隨便吃了兩口飯,他站起來,拉著陌影的手,將他帶到自己的臥房。
陌影忍住將他手甩開的衝動,望著他的側臉,問:“這下你可以告訴我配方的真假了吧?”
“皇上這麽聰明,怎麽還猜不到。”子夕將他拉到床邊,不知按了什麽機關,打開一個暗格,從中拉出一根細細的鎖鏈,“當然是假的,是我騙你的。”
果然如此,一切都是他的圈套。
陌影盯著那條金色鎖鏈,躲閃了一下。
子夕輕輕拍了拍他的背,“不怕,戴上去不痛的。只要不亂跑,鎖環的開關不會啟動,裡頭的暗刺也不會出來。”
他說著,將鎖環套在陌影手腕上。
戴好後,他托著陌影的手左看右看,讚許地點頭:“大小正合適,不枉費我深夜給皇上量了尺寸。”
什麽?什麽時候的事,他怎麽不知道?
陌影震駭不已。
子夕把他束縛住,又抓起他的頭髮聞,用手指梳理陌影披散的長發。
“好聞,真好聞。”他好聲好氣地商量,“我也想與皇上同床共枕,皇上答應嗎?”
陌影猛地瞪向他,想起那夜裝睡被子夕聞,忽而生出跗骨的恐懼。
子夕不是開玩笑,他是認真的。不知他什麽時候盯上了自己,隱忍不發,就為了等抓住他這一刻。
但是,唯獨這一點,他忍不了。
可以被他抓,可以被他囚禁,但決不能忍受他的侮辱。
“子夕,你趁早死了這條心,我們之間絕無可能。真要撕破臉皮到這一步嗎?我不相信你沒有困難的時候,有我的幫助你會輕松很多。”
子夕笑意一斂。
陌影緊張不已,生怕對方發難,緊緊捏住了被子。
他如臨大敵的模樣讓子夕莞爾,燦爛笑容重新回歸,“你不知元皎炎多喜歡你瞪他的眼神,剛好,這樣的眼神我也喜歡。多麽倔強又漂亮的小獸,誰能不癡迷?”

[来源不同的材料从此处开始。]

PR #3269, opened 2026-08-25
[BUG FIX] Apply the per-geom density in MJCF asset.

Milotrince:
## Description

- Apply `density` and `mass` from MJCF geom
- A collision geom weighing nothing leaves the visual geoms to carry the link, as they already do
  for a link with no collision geometry.
- The align anchor now weighs an unstated geom at the default density rather than unit density,
  so a link mixing stated and unstated geoms anchors at the right relative weights instead of
  being rejected as ambiguous.

With `recompute_inertia=True` this PR affects assets that author the Gym-style `density="5"`: `xml/ant.xml` 97.33 -> 0.324 kg (Mujoco: 0.327), `xml/one_tet.xml` 1600 -> 13.3, `xml/thin_box.xml` 0.0096 -> 8e-05. Default options are unaffected: link masses are same on MJCFs with `recompute_inertia=False`.

## Motivation and Context

An asset that states what its geoms are made of should be weighed by it whenever Genesis computes the mass itself.

- `tests/rigid tests/parsers`
- `tests/rigid/test_asset_loading.py::test_mjcf_authored_geom_density`

## Checklist:

### DIFF
--- a/genesis/engine/entities/rigid_entity/rigid_entity.py
+++ b/genesis/engine/entities/rigid_entity/rigid_entity.py
@@ -1009,11 +1009,6 @@ class KinematicEntity(Entity):
                 # and estimated masses would make the anchor density-dependent, and a kinematic entity has no density
                 # to fall back on, so alignment could differ from the rigid counterpart. Require all-or-none and raise
                 # otherwise.
-                if None in mass_explicit:
-                    gs.raise_exception(
-                        f"Entity '{self.uid}': a link of an aligned free body mixes geoms with and without an "
-                        "authored density. Author a density on all of its geoms or none of them."
-                    )
                 if len(mass_explicit) > 1:
                     gs.raise_exception(
                         f"Entity '{self.uid}': an aligned free body mixes explicit (mass or authored per-geom "
@@ -1315,13 +1310,19 @@ class KinematicEntity(Entity):
     ):
         """Compute a link's load-time inertial data (see 'LinkInertialInfo').
 
-        The align-anchor inertial weighs each collision geom by its authored density, falling back to unit density,
-        so it never needs the material density - which a kinematic entity does not have. The geometry hint consumed
-        by 'RigidLink._build' uses the resolved material density as fallback instead, and falls back to the visual
-        geoms for a link without collision geometry.
+        The align-anchor inertial weighs each collision geom by its authored density, falling back to the default
+        density, so a link mixing authored and unauthored geoms still composes at the right relative weights. The
+        anchor never needs the material density - which a kinematic entity does not have - because a material that
+        states one drops every authored density (see '_add_by_info'), leaving the anchor density-independent. The
+        geometry hint consumed by 'RigidLink._build' uses the resolved material density instead, and falls back to
+        the visual geoms for a link without collision geometry.
         """
+        if self._solver._enable_mujoco_compatibility:
+            rho_default = RHO_MUJOCO
+        else:
+            rho_default = RHO_ROBOT if is_robot else RHO_OBJECT
         if cg_infos:
-            hint = compose_inertial_from_g_infos(cg_infos, rho=1.0)
+            hint = compose_inertial_from_g_infos(cg_infos, rho=rho_default)
         else:
             hint = InertialProperties(0.0, np.zeros(3, dtype=gs.np_float), np.zeros((3, 3), dtype=gs.np_float))
         props = finalize_inertial(
@@ -1330,22 +1331,13 @@ class KinematicEntity(Entity):
         if explicit_mass is not None and explicit_mass > 0.0:
             is_mass_explicit = True
         else:
-            geoms_with_density = sum(g_info.get("density") is not None for g_info in cg_infos)
-            if geoms_with_density == 0:
-                is_mass_explicit = False
-            elif geoms_with_density == len(cg_infos):
-                is_mass_explicit = True
-            else:
-                is_mass_explicit = None
+            # A geom the asset weighs is anchored at that weight, and one it does not is anchored at the default the
+            # dynamics falls back on too, so any link the asset weighs at all anchors at its own dynamics mass.
+            is_mass_explicit = any(g_info.get("density") is not None for g_info in cg_infos)
 
         dynamics_hint = None
         if isinstance(self.material, gs.materials.Rigid):
-            rho = self.material.rho
-            if rho is None:
-                if self._solver._enable_mujoco_compatibility:
-                    rho = RHO_MUJOCO
-                else:
-                    rho = RHO_ROBOT if is_robot else RHO_OBJECT
+            rho = self.material.rho if self.material.rho is not None else rho_default
             hint_g_infos = cg_infos if cg_infos else vg_infos
             if hint_g_infos:
                 dynamics_hint = compose_inertial_from_g_infos(hint_g_infos, rho)
--- a/genesis/engine/entities/rigid_entity/rigid_entity.py
+++ b/genesis/engine/entities/rigid_entity/rigid_entity.py
@@ -1238,6 +1238,7 @@ class KinematicEntity(Entity):
         if isinstance(self.material, gs.materials.Rigid) and self.material.rho is not None:
             for g_info in g_infos:
                 g_info.pop("density", None)
+                g_info.pop("mass", None)
 
         cg_infos, vg_infos = [], []
         for g_info in g_infos:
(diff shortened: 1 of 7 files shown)


Milotrince:
@codex review

genesis/engine/entities/rigid_entity/rigid_entity.py
```diff
@@ -1009,11 +1009,6 @@ def _align_free_roots(self):
                 # and estimated masses would make the anchor density-dependent, and a kinematic entity has no density
                 # to fall back on, so alignment could differ from the rigid counterpart. Require all-or-none and raise
                 # otherwise.
```
duburcqa, line 1011: Make sure to update the comment accordingly.

duburcqa:
It looks like you stripped away many relevant code comments no?

genesis/utils/mjcf.py
```diff
@@ -235,7 +260,7 @@ def parse_xml(morph, surface, rigid_options=None):
     # the expanded model is only ever read by the parsers.
     exclude_ground_plane = isinstance(morph, gs.morphs.MJCF) and morph.exclude_ground_plane
     file = uu.load_xacro(morph.file, morph.xacro_args) if morph.is_format(XACRO_FORMAT) else morph.file
-    mj = build_model(
+    mj, geoms_mass_source = build_model(
```
duburcqa: This looks like a very bad design.

duburcqa:
> The old unit-density anchor could not assign the intended relative weights when authored mass or density was mixed with unspecified geoms. A kinematic entity has no material density to resolve those weights. The format's fixed default supplies them at load time, so the all-or-none exceptions and auto-alignment skip are no longer needed.

I will double check, but this sounds wrong.

genesis/engine/entities/rigid_entity/description.py
```diff
@@ -1119,38 +1119,18 @@ def _align_free_roots(self, resolution: Resolution):
...
                         GeomInertialInfo(InertialProperties(props.mass, props.com, inertia_in_link), *pose_in_root[i_l])
                     )
 
-                # Inertia alignment is insensitive to density if and only if the density is homogeneous. That must
-                # hold among the geometry materials of a link, and among the links the composite anchors on (see
-                # 'LinkInertialInfo.is_mass_explicit'). Otherwise the procedure requires the density of every
-                # geometry. A kinematic entity only visualizes, so its material carries no default density and an
-                # unspecified one cannot be resolved for it. A rigid entity and the kinematic ghost of it must
-                # anchor at one frame, so the inhomogeneous case is structurally impossible to support. Require
-                # all-or-none and raise otherwise.
```
duburcqa, line 1142: How did you manageable to fix this limitation that was "structurally impossible to support"?

genesis/engine/entities/rigid_entity/inertial.py
```diff
@@ -133,28 +133,36 @@ def compose_inertial_from_g_infos(g_infos: Sequence[dict], rho: float) -> Inerti
...
+        mesh = g_info["vmesh"] if is_vis else g_info["mesh"]
+        geom_mass = g_info.get("mass")
+        if geom_mass is None:
+            geom_rho = rho if g_info.get("density") is None else g_info["density"]
+            props = get_local_inertial_from_geom(geom_type, geom_data, mesh, geom_rho)
+        else:
+            # Rescale unit-density inertia to the specified mass; zero-volume geoms remain massless
+            props = get_local_inertial_from_geom(geom_type, geom_data, mesh, 1.0)
+            if props.mass > gs.EPS:
+                props = InertialProperties(geom_mass, props.com, props.i * (geom_mass / props.mass))
```
duburcqa: Just use rho=1.0 in both cases and scale by mass is provided.

genesis/engine/entities/rigid_entity/inertial.py
```diff
@@ -133,28 +133,36 @@ def compose_inertial_from_g_infos(g_infos: Sequence[dict], rho: float) -> Inerti
...
+        geoms_inertial_info.append(
             GeomInertialInfo(
-                get_local_inertial_from_geom(
-                    gs.GEOM_TYPE.MESH if "vmesh" in g_info else g_info["type"],
-                    None if "vmesh" in g_info else g_info.get("data"),
-                    g_info["vmesh"] if "vmesh" in g_info else g_info["mesh"],
-                    rho if g_info.get("density") is None else g_info["density"],
-                ),
+                props,
```
duburcqa: props is not a valid variable name

genesis/engine/entities/rigid_entity/description.py
```diff
@@ -1430,14 +1400,9 @@ def _align_link(self, l_info, j_infos, cg_infos, vg_infos, morph, resolution: Re
 
         is_aligned = morph.align if isinstance(morph, gs.options.morphs.FileMorph) else False
         if is_aligned is None:
-            # Auto: True for basic rigid objects (root with free joint only, no articulated descendants). A link
-            # mixing geoms with and without an authored density (see 'LinkInertialInfo.is_mass_explicit') quietly
-            # declines auto-alignment; asking for it with an explicit align=True raises at build instead.
```
duburcqa, line 1435: what happened? This is now supported?

genesis/utils/mjcf.py
duburcqa, line 1: These changes are weird.

genesis/utils/mjcf.py
```diff
@@ -23,6 +23,9 @@
 
 
 MIN_TIMECONST = np.finfo(np.double).eps
+# MjSpec cannot distinguish an explicit default density from an omitted density
+MUJOCO_DEFAULT_DENSITY = 1000.0
```
duburcqa: So, how are you solving this?

genesis/utils/mjcf.py
```diff
@@ -23,6 +23,9 @@
...
+UNSPECIFIED_GEOM_DENSITY = -np.finfo(np.double).max
```
duburcqa: This sounds very hacky.

duburcqa:
You should update the PR description to explain what is going on. At this point, I don't know what you trying to achieve and the implementation is far from self-explanatory. My initial concern is about parity between rigid vs kinematic entities, incl in case of attachment. Make sure this is supported even for partially defined density. Before it was raising an exception but now it is considered valid but not unit tested.

genesis/engine/entities/rigid_entity/description.py
```diff
@@ -58,10 +59,12 @@
 
 @dataclass(kw_only=True)
 class BaseRigidGeomDescription:
-    """Pose of one geom in its link frame. Collision and visual geom descriptions both hold these fields."""
+    """Pose and authored mass sources of one geom in its link frame."""
 
     pos: np.ndarray = field(default_factory=gu.zero_pos)
     quat: np.ndarray = field(default_factory=gu.identity_quat)
+    density: float | None = None
+    mass: float | None = None
```
duburcqa: This is wrong. A visual geometry should not feature any physics information.

duburcqa:
> Retain geom mass and density in the typed descriptions used by attachment, so a fixed link that becomes movable uses the same sources as initial inertial resolution. Preserve authored mass for small positive-volume geometry and apply the existing scale factors: mass scales cubically and inertia to the fifth power.

This should be doable without having to leak physics information in purely visual geometries. If not, let's not lift the existing limitations, this is out of scope and should be handled by another PR.

duburcqa:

子夕從頭到尾把玩著陌影的頭髮,時不時放在鼻尖,偶爾還用陌影的發絲撓過自己手心。
“皇后還活著,皇上又對他那麽喜歡,現在與我同床確實不太合適。”他相當好說話的樣子,站起身道:“先讓你的氣味充滿我的臥房,我便心滿意足了。”
他的弦外之音很清楚,在易叢洲沒死之前,他會忍著。可易叢洲,就是他下一個要對付的目標。
子夕給陌影脫了外衣,將他放在床上,溫柔地給他蓋上被子,伺候他的模樣與先前別無二致。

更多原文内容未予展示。